PR #239, opened 2024-05-24
DefaultCheck should apply default values

### LINKED ISSUE #238: Defaults are not applied by `DefaultCheck`
### What happened?

As part of investigating an internal irregularity, I saw that defaults don't get applied by `infer.DefaultCheck`. Since the purpose of `infer.DefaultCheck` is to mirror the default behavior of the `Check` call, defaults should be applied.

It is very clear from the implementation of `DefaultCheck` that defaults are not applied:

https://github.com/pulumi/pulumi-go-provider/blob/327ff50024bcaf4bdb5233cb87ceb0cafb8a5bb7/infer/resource.go#L894-L903

Likewise, it is clear where defaults are applied in non-standard `Check`:

https://github.com/pulumi/pulumi-go-provider/blob/327ff50024bcaf4bdb5233cb87ceb0cafb8a5bb7/infer/resource.go#L872-L876

To fix this issue, we should rewrite the latter half of `Check` in terms of `infer.DefaultCheck` to avoid such discrepancies in the future.

### Example

NA

### Output of `pulumi about`

NA

### Additional context

_No response_

### Contributing

thomas11:
Currently, defaults get applied by non-standard `Check` but not by `infer.DefaultCheck`. Since the purpose of `infer.DefaultCheck` is to mirror the default behavior of the Check call, defaults should be applied.

Resolves #238

### DIFF
--- a/infer/resource.go
+++ b/infer/resource.go
@@ -895,6 +895,9 @@ func (rc *derivedResourceController[R, I, O]) Check(ctx context.Context, req p.C
 func DefaultCheck[I any](inputs resource.PropertyMap) (I, []p.CheckFailure, error) {
 	_, i, err := ende.Decode[I](inputs)
 	if err == nil {
+		if err := applyDefaults(&i); err != nil {
+			return i, nil, fmt.Errorf("unable to apply defaults: %w", err)
+		}
 		return i, nil, nil
 	}
 
--- a/infer/resource.go
+++ b/infer/resource.go
@@ -851,8 +851,18 @@ func (*derivedResourceController[R, I, O]) getInstance() *R {
 }
 
 func (rc *derivedResourceController[R, I, O]) Check(ctx context.Context, req p.CheckRequest) (p.CheckResponse, error) {
+	encoder, i, failures, err := decodeCheckingMapErrors[I](req.News)
+	if err != nil {
+		return p.CheckResponse{}, err
+	}
+	if len(failures) > 0 {
+		return p.CheckResponse{
+			Inputs:   req.News,
+			Failures: failures,
+		}, nil
+	}
+
 	var r R
-	encoder, i, err := ende.Decode[I](req.News)
 	if r, ok := ((interface{})(r)).(CustomCheck[I]); ok {
 		// The user implemented check manually, so call that
 		i, failures, err := r.Check(ctx, req.Urn.Name(), req.Olds, req.News)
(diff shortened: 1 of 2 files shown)


danielrbradley (approved):
This looks reasonable to me ... a little tricky to follow how each of these functions are called and how they might interact with each other, but seems like they're just parallel implementation from your experimentation.

Looks like this just replicates the behaviour from:
https://github.com/pulumi/pulumi-go-provider/blob/1a6b4f88f49c574e5c321ecb4b12e1abe50124ea/infer/resource.go#L872-L874

Would it be possible to make `derivedResourceController.Check` call into this method so we inherit the behaviour rather than mirror the implementation (no idea if this would be feasible and I think this tactical fix is good for an initial change - just thinking for future consideration)?

infer/resource.go
```diff
@@ -895,6 +895,9 @@ func (rc *derivedResourceController[R, I, O]) Check(ctx context.Context, req p.C
 func DefaultCheck[I any](inputs resource.PropertyMap) (I, []p.CheckFailure, error) {
```
iwahbe, line 895: Can we improve the doc comment here?

Suggestion:
> DefaultCheck performs the same validation that leaving `Check` unimplemented does.
> 
> It verifies that inputs serialize cleanly into T and applies defaults as necessary.

infer/resource.go
```diff
@@ -895,6 +895,9 @@ func (rc *derivedResourceController[R, I, O]) Check(ctx context.Context, req p.C
...
 	_, i, err := ende.Decode[I](inputs)
 	if err == nil {
+		if err := applyDefaults(&i); err != nil {
```
iwahbe, line 898: Ideally, I'd now like to see a change to how `Check` is implemented to use `DefaultCheck` instead of duplicating the logic. This is what I meant by:

> To fix this issue, we should rewrite the latter half of Check in terms of infer.DefaultCheck to avoid such discrepancies in the future.

infer/resource_test.go
```diff
@@ -449,3 +449,20 @@ func TestHydrateFromState(t *testing.T) {
...
+
+type inputForDefaultCheck struct {
+	P1 string `pulumi:"str,optional"`
+}
+
+func (i *inputForDefaultCheck) Annotate(a Annotator) {
+	a.SetDefault(&i.P1, "default")
+}
+
+func TestDefaultCheckAppliesDefaultValues(t *testing.T) {
```
iwahbe, line 461: This is a good unit test. It would be great if we could parameterize by if `Check` if implemented (and just returns `DefaultCheck`) vs left as default. We could then assert that they behave identically.

We can leave that to a future exercise.

iwahbe (approved):
A couple suggestions (very similar to @danielrbradley). The change looks good.

infer/resource_test.go
thomas11: I implemented this in the latest commit. Sharing `DefaultCheck` required separating decoding from applying defaults, and didn't really resulted in any LOC savings, but at least the logic is now guaranteed to be the same.

infer/resource.go
thomas11: I implemented this in the latest commit. Sharing DefaultCheck required separating decoding from applying defaults, and didn't really resulted in any LOC savings, but at least the logic is now guaranteed to be the same.

iwahbe (approved):

PR #244, opened 2024-06-13
AssetOrArchive shouldn't be in the schema

thomas11:
Before this exclusion, the schemas of providers using `AssetOrArchive` would have its type definition in their schema. Besides being wrong anyway, it would also generate invalid Go code because the signatures fields start with numbers.

### DIFF
--- a/infer/tests/types_test.go
+++ b/infer/tests/types_test.go
@@ -1,0 +1,76 @@
+// Copyright 2024, Pulumi Corporation.
+//
+// Licensed under the Apache License, Version 2.0 (the "License");
+// you may not use this file except in compliance with the License.
+// You may obtain a copy of the License at
+//
+//     http://www.apache.org/licenses/LICENSE-2.0
+//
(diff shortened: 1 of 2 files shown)


danielrbradley (approved):

danielrbradley (commented):
We could perhaps do with some tests around the schema generation part for these kinds of cases.

iwahbe (commented):
Let's make sure we have a schema test here before merging. I would add the test in `infer/tests` and have it call the GetSchema method on a provider that has an `resource.Asset`, `resource.Archive` and `types.AssetOrArchive`.

thomas11:
> Let's make sure we have a schema test here before merging. I would add the test in `infer/tests` and have it call the GetSchema method on a provider that has an `resource.Asset`, `resource.Archive` and `types.AssetOrArchive`.

Done.

iwahbe (approved):

PR #245, opened 2024-06-21
Extend `infer` with annotations for aliases and resource deprecations

thomas11:
This allows authors of providers built on `infer` to [alias](https://www.pulumi.com/docs/using-pulumi/pulumi-packages/schema/#alias) and [deprecate](https://www.pulumi.com/docs/using-pulumi/pulumi-packages/schema/#resource) resources.

### DIFF
--- a/infer/resource.go
+++ b/infer/resource.go
@@ -280,6 +280,10 @@ type Annotator interface {
 	//	mypkg:mymodule:MyResource
 	//
 	SetToken(module, name string)
+
+	AddAlias(module, name string)
+
+	SetResourceDeprecationMessage(message string)
 }
 
 // Annotated is used to describe the fields of an object or a resource. Annotated can be
--- a/internal/introspect/annotator.go
+++ b/internal/introspect/annotator.go
@@ -32,10 +32,12 @@ func NewAnnotator(resource any) Annotator {
 
 // Implements the Annotator interface as defined in resource/resource.go
 type Annotator struct {
-	Descriptions map[string]string
-	Defaults     map[string]any
-	DefaultEnvs  map[string][]string
-	Token        string
+	Descriptions       map[string]string
+	Defaults           map[string]any
+	DefaultEnvs        map[string][]string
+	Token              string
+	Aliases            []string
+	DeprecationMessage string
 
 	matcher FieldMatcher
 }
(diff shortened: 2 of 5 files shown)


danielrbradley (approved):

flostadler (approved):
Nice!

infer/resource.go
```diff
@@ -280,6 +280,10 @@ type Annotator interface {
 	//	mypkg:mymodule:MyResource
 	//
 	SetToken(module, name string)
+
+	AddAlias(module, name string)
```
lunaris, line 284: No doc comments and examples?

infer/resource.go
```diff
@@ -280,6 +280,10 @@ type Annotator interface {
...
+
+	SetResourceDeprecationMessage(message string)
```
lunaris, line 286: Nitpicking, but given that this is backed in the implementation by a field called `DeprecationMessage`, I'm inclined to think `Resource` is superfluous here? Moreover, if we're feeling cheeky, we could call it `Deprecate` to align with `Describe`.

danielrbradley: Yeah, good thoughts .. perhaps also `AddAlias` could just be `Alias`?

thomas11: I called it `SetResourceDeprecationMessage ` because resource properties can also be deprecated. The field `DeprecationMessage` is on the resource level so there's no ambiguity.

········

**Your goal:**
State how many lines of the records above contain the word "separating", giving only that number.

**Written solution:**
2